• **WHAT TO PRODUCE**:
Copy the records below verbatim, from the first line through the line containing "Making the start", inclusive, and output nothing else.

----- INPUT DATA -----

Issue #2444, opened 2022-12-20
Monitor Start Date


m-primo:
### ⚠️ Please verify that this feature request has NOT been suggested before.

- [X] I checked and didn't find similar feature request

### 🏷️ Feature Request Type

API, UI Feature, Other

### 🔖 Feature description

Making the start date feature would help making "Push"/"Heartbeat" checking be better.
Such as cron job checking, let's say a cron job will run daily at 00:01. if the kuma server restarted the checking time will be different -this happened for my cron job checking-.

### ✔️ Solution

An input in Add/Edit monitor to specify the datetime value with timezone if possible.
Date format:
YYYY-MM-DD HH:ii:ss
example:
2022-12-20 20:41:11

CommanderStorm:
I think this is a duplicate of https://github.com/louislam/uptime-kuma/issues/1482
If you agree, could you please close this Issue, as duplicates only create immortal zombies and are really hard to issue-manage?
If not, what makes this issue unique enough to require an additional issue? (Could this be integrated into the issue linked above?) ^^

m-primo:
> I think this is a duplicate of #1482 If you agree, could you please close this Issue, as duplicates only create immortal zombies and are really hard to issue-manage? If not, what makes this issue unique enough to require an additional issue? (Could this be integrated into the issue linked above?) ^^

This is not a duplicate of the mentioned issue, the mentioned issue suggests a cron monitor, while what i'm suggesting is just a start date field. It can work with cron monitoring or not.

CommanderStorm:
You could encode the start-date using, for example, https://crontab.guru/#0_1_*_8-12_*
Yes, this would be limited, but it would reduce visual clutter

CommanderStorm:
@m-primo
What do you think about above proposal?
Is a monitor start date still nessesary or can this FR be merged into #1482 or #1723?

m-primo:
> @m-primo What do you think about above proposal? Is a monitor start date still nessesary or can this FR be merged into #1482 or #1723?

It's not necessary but it would be great to have it, yes it can be encoded to a cron value, but still not like cron.
I understand that you want to avoid the visual clutter, but it's also great to have many options that would match individual use cases.
I hope you understand what I mean.

Issue #2317, opened 2022-11-14
Turn off Notification based on a given Timeframe


Pretender1988:
### ⚠️ Please verify that this feature request has NOT been suggested before.

- [X] I checked and didn't find similar feature request

### 🏷️ Feature Request Type

New Monitor, Other

### 🔖 Feature description

I would like to be able to monitor a service even if the behavior is down to a given timeframe.

In my case it looks like this:
I am monitoring my own GitLab instance and my password manager server hosted in AWS. To save some money I enabled some personal hours to automatically shut down and turn on the ec2 instances with the services. In my case, the Instances are online from 8:00 AM till 10:00 PM.

I would like to get a notification when the expectation of the availability is not matching. For example, if the Service is not reachable at 8:01 because the startup has failed. or I do would like to get informed if the Services were not shut down or gut started up outside of my defined online time.

### ✔️ Solution

In my case, it could look like extending a monitoring rule with a time frame of when the service should be offline.

### ❓ Alternatives

AlternativSolution would be 3 rules
1. Is just monitors availability from 8:00 AM - 10:00 PM. 
2. Is just monitors the not availability from 0:00 AM -7:59 PM
3. Is just monitors the not availability from 10:01 AM - 11:59 PM

### 📝 Additional Context

I have checked for this feature request exists but haven't found anything. Hope it is not a duplicate.

Surgical71:
I was also just about to log a similar request.
It should in theory be easy to implement. Just add a option  for a monitor time frame in the UI (That's optional) And then just create a IF function to check the current time and time frame before sending a Notification

derekoharrow:
This is probably more difficult to do well than it sounds. What about weekends? Public holidays? etc.

Maybe extending this, add the ability to create "schedules" where you can specify hours of the day, days of the week, and public holidays, etc. and then be able to attribute a schedule to one or more Monitors.

Pretender1988:
> This is probably more difficult to do well than it sounds. What about weekends? Public holidays? etc.
> 
> Maybe extending this, add the ability to create "schedules" where you can specify hours of the day, days of the week, and public holidays, etc. and then be able to attribute a schedule to one or more Monitors.

I agree with the point of a weekend but I would not like to monitor as well on a holiday etc.

I can not execute the change because I have no clue. I just wanted to let you know about a good and nice feature. 
I would be also happy to just check it daily and not care about weekends or holidays.

Pretender1988:
Hi,
[...]

Issue #1482, opened 2022-04-12
Add a cron monitore


Dryusdan:
### ⚠️ Please verify that this feature request has NOT been suggested before.

- [X] I checked and didn't find similar feature request

### 🏷️ Feature Request Type

New Monitor, UI Feature

### 🔖 Feature description

To monitore cron, it's easier to send OK/NOK with curl (like healthcheck.io) or if cron don't execute after specific time it raise an alert.

I see push monitore and I think it can have a little improvement : set Heartbeat interval in second or cron execution format.

For exemple I want to monitore a cron who execute each monday at 3AM, I can define 604800 in interval, or define `0 3 * * 1` in interface to monitore the cron

### ✔️ Solution

Add in push monitor a way to select interval or cron execution time format.

### ❓ Alternatives

Healtcheck.io can work (it work) but multiplying the tools can be a bit of a headache

mathiskir:
I don't think this will be a thing for uptime kuma. Its more for web things like websites, dns records and so one but not for cronjobs.

Eidenz:
I think this is a great idea. I don't see why uptime-kuma couldn't be used to monitor cronjobs, it would do the job just fine.

If there are push monitors, why not time range push.

Seele0oO:
That's what I think too. The time interval alone is not sufficient for monitoring the status of the task.

HujinoKun:
It would be great to have an api that would allow to send POSTs to know if our cronjob was successful or not.

A bit like betteruptime does

Haelle:
I think it's a good feature for Kuma, web services often have cron jobs hidden they rely on.

hypery2k:
I'm also interested in this functionality, similiar to what cronitor does: https://cronitor.io/cron-job-monitoring

I the feature itself would be interesting, I'm willing to create a PR for that

CommanderStorm:
Changing the monitor sheduler is a lot of work.
Current plan is here if you want to contribute to this PR (via targeting the `queue` instead of the `master` branch):
- https://github.com/louislam/uptime-kuma/pull/3447

hausen1012:
I also need this feature, but it seems like this issue has been open for quite a while.there are any technical implementation issues?

CommanderStorm:
> Changing the monitor sheduler is a lot of work.

It is a lot of work and touches some of the core of what we do.
Also fairly risky..

PR #3447, opened 2023-07-18
Change the monitor "scheduler" from setTimeout to Croner + Queue 

louislam:
Croner:
- Supports using cron expressions for the heartbeat interval.
- Ensures the check accuracy based on the scheduled time.

Queue:
- Allows configuring the concurrency number.
    - A higher number means more monitors can be checked simultaneously, but it may result in increased CPU usage and higher ping.
    - A lower number may cause some monitors to be delayed, but it reduces interference from other monitors. (Potential issue: the queue could become congested)

### DIFF
--- a/package-lock.json
+++ b/package-lock.json
@@ -61,6 +61,7 @@
                 "prometheus-api-metrics": "~3.2.1",
                 "protobufjs": "~7.2.4",
                 "qs": "~6.10.4",
+                "queue": "~7.0.0",
                 "redbean-node": "~0.3.0",
                 "redis": "~4.5.1",
                 "semver": "~7.5.4",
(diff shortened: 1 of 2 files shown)


tarun7singh:
@louislam I want to work on a bigger issue/feature do you think i can pick this up or is there any other high priority project that needs help?

CommanderStorm:
This PR-proposal would resolve these issues (could you add the following to the description?)
Resolves https://github.com/louislam/uptime-kuma/issues/1482
Resolves https://github.com/louislam/uptime-kuma/issues/2444
Resolves https://github.com/louislam/uptime-kuma/issues/2317 (even though this can be resolved via maintanance as well)

vishalsabhaya:
@CommanderStorm 

It's a good feature. When is it going to start development & release?
do you have any ruff idea?

CommanderStorm:
Things in open source get done when they get done.
Since we are all volunteering here, we don't give out timelines.

Chroner is a node library.

d33tah:
@louislam Hi! Do you plan to continue working on this feature?

louislam:
Doesn't seem to be easy, close for now.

-----

• **YOUR SOLUTION**:
Issue #2444, opened 2022-12-20
Monitor Start Date


m-primo:
### ⚠️ Please verify that this feature request has NOT been suggested before.

- [X] I checked and didn't find similar feature request

### 🏷️ Feature Request Type

API, UI Feature, Other

### 🔖 Feature description

Making the start date feature would help making "Push"/"Heartbeat" checking be better.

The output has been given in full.